For one reason, capital that is not in manufacturing will stay out. For another reason, I am only an example of thousands of manufacturers who, if they make a dollar, put it right back into the business, and they are as poor after they are accounted millionaires as when they started business. They have not an extra dollar in the bank when they are millionaires over what they had when they started. I speak from my own experience and that of many of my friends. They put the money that they make in the business, and hire more men and take more chances; and they are taking risks as long as they dare. But under this proposition a man is a fool who does not take out of his business all that he dares. He will seize every opportunity of extracting his capital and putting it in safer places. That must mean that there will be less money left in the business, and that that money will be able to get larger returns, except as trouble comes; and that is his loss. And as against the possibility of an extreme loss and the destruction of one's business any time in the day or night, he must make an attempt to get very large margins to justify the chance.

Just one thing it seems to me justifiable to say.

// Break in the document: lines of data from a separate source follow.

PR #1149, opened 2024-09-27
1104 create a new control to view software version in the UI

Brennan1994:
Ok. A lot happened here. 

Importantly: 

1. Version now shows in the title bar of the main window. Used to say FDA 2.0, now says the actual version. I dig this over having an about me or "about" context menu somewhere. Right out front. super obvious. 

2. The version you compute with is now saved to a scenario result. Satisfying Britt's suggestion. 

3. Workflows updated to automatically version the software. 

4. Spring cleaning on csproj files and unused projects. From now on, anything we need a console app for rather than a unit test, we use Scratch.csproj. We can talk about how that works next time we're in person.


Brennan1994:
Turns out I don't like my solution as much as i thought. Microsoft doesn't include beta/alpha tags in the file version, and throws a bunch of alphanumerics in the product verison. Needs more love. We're close. Maybe over the weekend.

Brennan1994:
New idea. We use the first 3 version numbers. If there's a fourth (like a build counter, that I've implemented from CI builds) it'll include a Beta in the title bar. 

If it's a release, we won't add a build number. the 2.0 release is 2.0.0. and it will show that way in the window and in results.  I think this is pretty slick.

rnugent3:
@Brennan1994 where among the results do you report the version with which those results were produced?

Brennan1994:
image

rnugent3 (approved):

BrittCorley:
> image
> 

We'll have to make sure users know that they will need to manually add the version to any result tables they copy and paste to make their appendix tables.

rnugent3:
@BrittCorley is that new to the FDA --> Economic Appendix workflow?

rnugent3:
In other words, did you copy and paste result tables from 1.4.3, result tables which included the version number?

rnugent3:
maybe a little too pointed lol 

and I get your point, where would you suggest we add that advice to the user documentation?

BrittCorley:
> maybe a little too pointed lol 
> 
> and I get your point, where would you suggest we add that advice to the user documentation?

@rnugent3 lol not you coming at me like that damn

I was thinking we could add a section to the user manual about interpreting results and reporting data that shows them what they need to report, where to find what they're looking for, and how to translate into 5th grade language. We talked about it once upon a time when I was complaining about the project performance being hard to communicate. One of the many things on the list of stuff Britt wants to do.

Only recently have the manufacturers awakened to the situation. It is only a generation or two ago that this country was agricultural. It was not manufacturing and it did not have even its own respect, to say nothing of the respect of other nations, as a manufacturing nation. The employer might well be likened to the shoemaker who sits making a pair of shoes upon his own knees, and about him a dozen other shoemakers are doing exactly the same thing and differing from him only in that he takes all the risks of the business, and they have a fixed compensation. In those days the manufacturer went by the rule of thumb in his conduct with his workmen. The manufacturer knew all the troubles of the workmen, and they knew all his troubles. The change that has come since then has been astounding, and we have not allowed for that. It has not occurred to ourselves that there would be any such change as has occurred. The employer has gotten very far away from his employees, and he has got to get back closer to his employees, and I do not think anybody knows it better than the employees themselves, and they do not know it any better than the manufacturer. Both sides know it and both sides understand it, and there is only one question, and that is how he is to do it, but he is not going to do it by your taking from him the protection of the law.

The day I was asked to come down here I had three other invitations that seemed to me of equal importance. They were from national organizations seeking to better the conditions of labor, and so far as I know the brains and the energy and the courage of the country is bringing itself to the solving of this difficulty, as it did once to the straightening out of the slavery question, and as it has done before

with the most momentous questions that have presented themselves to our people. Only one or two generations ago the manufacturers of the country had accomplished little, but in these one or two generations past we all know that they have brought us to the front as a commercial and a manufacturing nation. They have met a great many difficulties and they have solved those difficulties; and without any special pride, without saying a word to the special credit of the manufacturer, we may simply note that he has met all the difficulties that he has so far met, and now he is up face to face with probably a greater difficulty than he has ever met before, and he has got to meet that and solve it or he has got to perish. And I may say that he has not the slightest fear that he will not solve it, or will not do it alone. I would not say one word for any manufacturer in the United States except as it also applied to his employees.

I have not the slightest thought that the employee can do anything but absolute and fair justice to us. The relations are not understood. We all know the outcome of the Bryan and McKinley campaign, and we all know that for three months before that final election in November the vastly greater part of the male population of this country trembled as in the throes of death, thinking that the country had met its Waterloo, that the 50-cent dollar would obtain, and that the credit and property of this country would go to nothing. But then a campaign was started. I was in New York the night of the election and saw brave men tremble at the thought of what might happen; but the result was what they most hoped for. That campaign of from three to five months in duration changed the entire thought of the people, and I know that many associations are now forming and are now lining up. absolutely determined to sacrifice their means and their energy and their brains and their lives to the solving of this labor question; and I believe that it is fair to ask of you gentlemen that you shall not, before we have found ourselves, and just at the time when we need to be helped and encouraged, deprive us of the protection of the law, but that you shall let us progress and work on with our men and see where we land within twelve months.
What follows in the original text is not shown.